The Biden Administration just released its assessment policy. It tracks what a lot of people have been suggesting, and what some key education civil rights groups have asked for. Namely, there will be assessments but no accountability based on the results pursuant to federal requirements and no student participation requirements, which makes sense in this context.
It also includes operational flexibility as needed given the nature of schooling right now. In particular, modified assessments and students don’t have to return to school for tests if they are not in school – which seems like it might play into the politics of reopening. The AFT highlighted that provision in their unhappy statement criticizing the policy.
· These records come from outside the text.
PR #1679, opened 2026-07-23
feat: Dockerhub Integration - always wire kubelet credential provider by default

nilay-ntnx:
Always wire credential provider (Dynamic-credential-provider). This is to remove an edge case where dynamic-credential-provider may not be configured and we can't configure dockerhub creds during upgrade.

### DIFF
--- a/api/v1alpha1/constants.go
+++ b/api/v1alpha1/constants.go
@@ -39,6 +39,14 @@ const (
 	GlobalMirrorVariableName = "globalImageRegistryMirror"
 	// ImageRegistriesVariableName is the image registries patch variable name.
 	ImageRegistriesVariableName = "imageRegistries"
+	// WireImageCredentialProviderByDefaultVariableName is the patch variable name for the flag that
+	// wires the kubelet dynamic credential provider on every node even when no registry/mirror is configured.
+	//nolint:gosec // Does not contain hard coded credentials.
+	WireImageCredentialProviderByDefaultVariableName = "wireImageCredentialProviderByDefault"
+
+	// DefaultKubeletCredentialProviderRegistryURL is the registry the credential
+	// provider is wired for by default (Docker Hub) when no registry/mirror is set.
+	DefaultKubeletCredentialProviderRegistryURL = "https://registry-1.docker.io" //nolint:gosec // Not a credential.
 
 	// DNSVariableName is the DNS external patch variable name.
 	DNSVariableName = "dns"
--- a/api/v1alpha1/constants.go
+++ b/api/v1alpha1/constants.go
@@ -39,13 +39,10 @@ const (
 	GlobalMirrorVariableName = "globalImageRegistryMirror"
 	// ImageRegistriesVariableName is the image registries patch variable name.
 	ImageRegistriesVariableName = "imageRegistries"
-	// WireImageCredentialProviderByDefaultVariableName is the patch variable name for the flag that
-	// wires the kubelet dynamic credential provider on every node even when no registry/mirror is configured.
-	//nolint:gosec // Does not contain hard coded credentials.
-	WireImageCredentialProviderByDefaultVariableName = "wireImageCredentialProviderByDefault"
 
-	// DefaultKubeletCredentialProviderRegistryURL is the registry the credential
-	// provider is wired for by default (Docker Hub) when no registry/mirror is set.
+	// DefaultKubeletCredentialProviderRegistryURL is the registry the kubelet
+	// dynamic credential provider is always wired for (Docker Hub) when no
+	// registry/mirror is configured.
 	DefaultKubeletCredentialProviderRegistryURL = "https://registry-1.docker.io" //nolint:gosec // Not a credential.
 
 	// DNSVariableName is the DNS external patch variable name.
--- a/api/v1alpha1/constants.go
+++ b/api/v1alpha1/constants.go
@@ -44,6 +44,7 @@ const (
 	// dynamic credential provider is always wired for (Docker Hub) when no
 	// registry/mirror is configured.
 	DefaultKubeletCredentialProviderRegistryURL = "https://registry-1.docker.io" //nolint:gosec // Not a credential.
+	DockerHubRegistryURL                        = "https://docker.io"            //nolint:gosec // Not a credential.
 
 	// DNSVariableName is the DNS external patch variable name.
 	DNSVariableName = "dns"
--- a/pkg/handlers/generic/mutation/generic/imageregistries/credentials/inject.go
+++ b/pkg/handlers/generic/mutation/generic/imageregistries/credentials/inject.go
@@ -89,9 +89,6 @@ func (h *imageRegistriesPatchHandler) Mutate(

It is awkward to ask for gazillions in public money to help schools address learning loss without making an effort to assess the extent and prevalence of that loss. So it’s a reasonable proposal and politically and substantively a good one given today’s context. Keep an eye, though, on the flexibility requests that do come in as part of waiver requests states will be seeking. That’s the test, so to speak.
Wouldn’t it be way better to test 0.5% of the kids in a rigorous manner that actually captures the true state of play (ie, create a targeted sample, pay $200 per kid to show up and take it seriously, get 99% participation of that representative cohort. Cost: $50 million out of $130 billion in federal Covid aid to schools).
versus
an all-over-the-place testing regime, with so many opt outs and asterisks that everyone is confused about whatever the results say?
Yeah, that would be the way if this was just to get a sense on magnitude or rate. The idea though is that we need to get a handle on where kids are as best we can. Those two things are getting conflated and confused in the rhetoric about this – both honest confusion and advocacy. For instance, people keep saying ‘ I’m for accountability but of all years this is the year to pause accountability so why is Biden doing this?’ But the policy is an accountability pause. If states make a good faith effort and the administration does offer reasonable flexibility this seems doable.